Gradient Boosting Trees (Regression)#

  • Base models are regression trees, loss function is square loss: \(\mathcal{L} = \frac{1}{2}(y_i - \hat{y}_i)^2\)

  • The pseudo-residuals are simply the prediction errors for every sample: $\(r_i = -\frac{\partial \mathcal{L}}{\partial \hat{y}} = -2 * \frac{1}{2}(y_i - \hat{y}_i) * (-1) = y_i - \hat{y}_i\)$

  • Initial model \(g_0\) simply predicts the mean of \(y\)

  • For iteration \(m=1..M\):

    • For all samples i=1..n, compute pseudo-residuals \(r_i = y_i - \hat{y}_i\)

    • Fit a new regression tree model \(g_m(\mathbf{x})\) to \(r_{i}\)

      • In \(g_m(\mathbf{x})\), each leaf predicts the mean of all its values

    • Update ensemble predictions \(\hat{y} = g_0(\mathbf{x}) + \sum_{m=1}^M \eta \cdot g_m(\mathbf{x})\)

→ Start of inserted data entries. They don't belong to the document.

Issue #575, opened 2016-12-20
Support Vultr


3noch:
[Vultr](https://www.vultr.com/) is similar to DigitalOcean but it also supports image uploads.

ravloony:
I was able to deploy to Vultr with no issues.

3noch:
@ravloony With nixops? How did you do it?

ravloony:
This would be great. I was able to install NixOS on a Vultr instance.

3noch:
@ravloony Ah great! Yes Vultr would be an improvement even over DigitalOcean from NixOps POV.

ravloony:
@3noch You're fast1 :-D I brain farted there. I was not able to deploy from NixOps, but only install from ISO.

3noch:
@ravloony Heh...just happened to be on GH at the right time. 

I don't know enough about NixOS internals but I'll bet Vultr would be one of the easier backends to implement.

wmertens:
FYI they just added the NixOS 18.03 minimal ISO to the public library. So not quite NixOps support, but at least it's now feasible to make script that creates a NixOS VM from scratch without an existing snapshot.

lihop:
Neat. However I can't find a way to create a server using an ISO from the ISO Library (I started [this discussion](https://discuss.vultr.com/discussion/1741/create-server-via-api-using-iso-from-iso-library#latest) about it on the Vultr forums).

While looking through the API docs I did notice the [/v1/iso/create_from_url](https://www.vultr.com/api/#iso_create_from_url) endpoint which allows you to upload a custom ISO to your account from a URL.

Unfortunately the public library ISO doesn't let you add an SSH key or run startup script, and because it's based on the official NixOS Minimal Installation CD, ssh is disabled by default, so the only way to access the server is through the web based KVM console.

wmertens:
https://www.vultr.com/api/#server_create says you can pass an ISOID. You can also set the userdata with https://www.vultr.com/api/#server_set_user_data, which I would expect can be parsed by cloud-init

And then if https://github.com/NixOS/nixpkgs/issues/39076 gets traction, fully automated NixOS deployments on Vultr and others would be easy.

wmertens:
ah, but the problem is finding the isoid for the public library :-/

wmertens:
Looking at the deploy html, it turns out that the NixOS 18.03 ISO has the id `410303` :)

wmertens:
[...]

PR #634, opened 2017-03-23
[WIP] Add vultr backend

disassembler:
addresses issue #575

### DIFF
--- a/doc/manual/overview.xml
+++ b/doc/manual/overview.xml
@@ -1494,6 +1494,45 @@ xlink:href="https://github.com/elitak/nixos-infect">nixos-infect</link>
 <literal>NIXOS_LUSTRATE</literal> under the hood.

  • Early stopping (optional): stop when performance on validation set does not improve for \(nr\) iterations

Gradient Boosting Regression in action#

  • Residuals quickly drop to (near) zero

Hide code cell source
# Example adapted from Andreas Mueller
from sklearn.ensemble import GradientBoostingRegressor

# Make some toy data
def make_poly(n_samples=100):
    rnd = np.random.RandomState(42)
    x = rnd.uniform(-3, 3, size=n_samples)
    y_no_noise = (x) ** 3
    y = (y_no_noise + rnd.normal(scale=3, size=len(x))) / 2
    return x.reshape(-1, 1), y
Xp, yp = make_poly()

# Train gradient booster and get predictions
Xp_train, Xp_test, yp_train, yp_test = train_test_split(Xp, yp, random_state=0)
gbrt = GradientBoostingRegressor(max_depth=2, n_estimators=61, learning_rate=.3, random_state=0).fit(Xp_train, yp_train)
gbrt.score(Xp_test, yp_test)

line = np.linspace(Xp.min(), Xp.max(), 1000)
preds = list(gbrt.staged_predict(line[:, np.newaxis]))
preds_train = [np.zeros(len(yp_train))] + list(gbrt.staged_predict(Xp_train))

# Plot
def plot_gradient_boosting_step(step, axes):
    axes[0].plot(Xp_train[:, 0], yp_train - preds_train[step], 'o', alpha=0.5, markersize=10*fig_scale)
    axes[0].plot(line, gbrt.estimators_[step, 0].predict(line[:, np.newaxis]), linestyle='-', lw=3*fig_scale)
    axes[0].plot(line, [0]*len(line), c='k', linestyle='-', lw=1*fig_scale)
    axes[1].plot(Xp_train[:, 0], yp_train, 'o',  alpha=0.5, markersize=10*fig_scale)
    axes[1].plot(line, preds[step], linestyle='-', lw=3*fig_scale)
    axes[1].vlines(Xp_train[:, 0], yp_train, preds_train[step+1])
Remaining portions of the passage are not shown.